= Lord of Lorne =

Scottish title peerage

For the Child ballad, see The Lord of Lorn and the False Steward.

Lord of Lorne is a Scottish title of nobility that has been created twice.

Arms of MacDougall, Feudal Lords of Lorne

Arms of Stewart, Lords of Lorne

== First creation ==
The title was first created for Robert Stewart of Durisdeer (died 1403), son of John Stewart of Innermeath (died 1421). Robert's mother was Isobel MacDougall, daughter of John Gallda MacDougall, Lord of Lorne (died 1371×1377). The MacDougalls, formerly exiled from their Argyll lands in the reign of Robert I, King of Scotland (died 1329), had been restored to their Lorne lands in the reign of David II, King of Scotland. The close association between John Gallda and David meant that the former was out of favour in the succeeding Stewart regime under Robert II, King of Scotland (died 1390). When John Gallda died without a male heir his two legitimate daughters, including Isabel, were subsequently married off to the sons of John Stewart of Innermeath.

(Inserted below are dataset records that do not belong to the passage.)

PR #20792, opened 2025-11-24
Add support for credits in currency summary

CarlosFdez:
Primarily, this allows us to show credits in the currency summary's total coins and total wealth. This also changes the GP in coinage to lowercase, which is the more appropriate way to show it anyways.

Internally, this also attempts to remove the coins toString()'s normalize property to replace with a new "raw" pseudo-unit. I'm willing for alternatives in how to handle that, but ideally the less properties the better. 

In summary, these are all the ways we have to render coins:
- System dependent GP with 2 decimals OR credits, such 52.50 gp (used for currency summaries)
- A specific denomination usually without decimals (used for displaying currencies in the sheet)
- A system normalized value. 15 sp is 1 gp, 5 sp. 5 cp stays 5 cp. 5 credits is 5 credits (used for price displays)
- A variant system normalized value that culls "credits", currently this is "short" (used for inventories....this is what sf2e player core does when showing items, they just show a number for the credits)
- as is with no convert. 0 cp is 0 cp. 5 gp is 5 gp. (used in compendium browser filters)

The params to reproduce are the following, in order:
- `decimals: true` (default unit "primary")
- `unit: "sp"` or `unit: "pp"` or whatever
- no parameters, this is the default (default unit "primary")
- `short: true`
- `unit: "raw"`

### DIFF
--- a/src/module/actor/inventory/index.ts
+++ b/src/module/actor/inventory/index.ts
@@ -6,7 +6,7 @@ import { ItemSourcePF2e, KitSource, PhysicalItemSource } from "@item/base/data/i
 import { itemIsOfType } from "@item/helpers.ts";
 import { RawCoins } from "@item/physical/data.ts";
 import { Coins } from "@item/physical/helpers.ts";
-import { DENOMINATIONS } from "@item/physical/values.ts";
+import { DENOMINATION_RATES, DENOMINATIONS } from "@item/physical/values.ts";
 import { DelegatedCollection, ErrorPF2e, groupBy } from "@util";
 import * as R from "remeda";
 import { InventoryBulk } from "./bulk.ts";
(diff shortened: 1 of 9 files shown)


CarlosFdez:
If item prices were rendered with a different means rather than everything going through coins.toString(), that may simplify the arguments. The problem then becomes parsing.

These are specific to coin summaries only:
* System dependent GP with 2 decimals OR credits, such 52.50 gp (used for currency summaries)

These are the cases that show up related to physical items, including in the compendium browser
* A specific denomination usually without decimals (used for displaying currencies in the sheet)
* A system normalized value. 15 sp is 1 gp, 5 sp. 5 cp stays 5 cp. 5 credits is 5 credits (used for price displays)
* A variant system normalized value that culls "credits", currently this is "short" (used for inventories....this is what sf2e player core does when showing items, they just show a number for the credits)
    
These are the cases that show up in the compendium browser filters
* As is with no convert. 0 cp is 0 cp. 5 gp is 5 gp. (used in compendium browser filters)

Arms of Campbell, Lords of Lorne

Robert Stewart, 1st Lord of Lorne was succeeded by his oldest son John, member of the Parliament of Scotland. In 1463 the second lord died and his younger brother Walter became 3rd Lord Lorne. Walter Stewart resigned the lordship on 30 November 1463, or 17 April 1470, and was created 1st Lord Innermeath on the same day.

== Second creation ==
The next creation was for Colin Campbell, 1st Earl of Argyll, the husband of Isabelle Stewart, daughter of John Stewart, 2nd Lord Lorne and niece of William Stewart, 1st Lord Innermeath, on 17 April 1470. The title was a subordinate title of the Earl of Argyll and from 1701 is a subordinate title of the Duke of Argyll.

==Feudal lordship==
- John Gallda MacDougall, Lord of Lorne (died 1371×1377)

==Lords Lorne, First Creation (1439)==
- Robert Stewart, 1st Lord Lorne (1382–1449), brother of James Stewart, the Black Knight of Lorn
- John Stewart, 2nd Lord Lorne (d. 1463)
- Walter Stewart, 3rd Lord Lorne (d. 1489) (Resigned, 1463)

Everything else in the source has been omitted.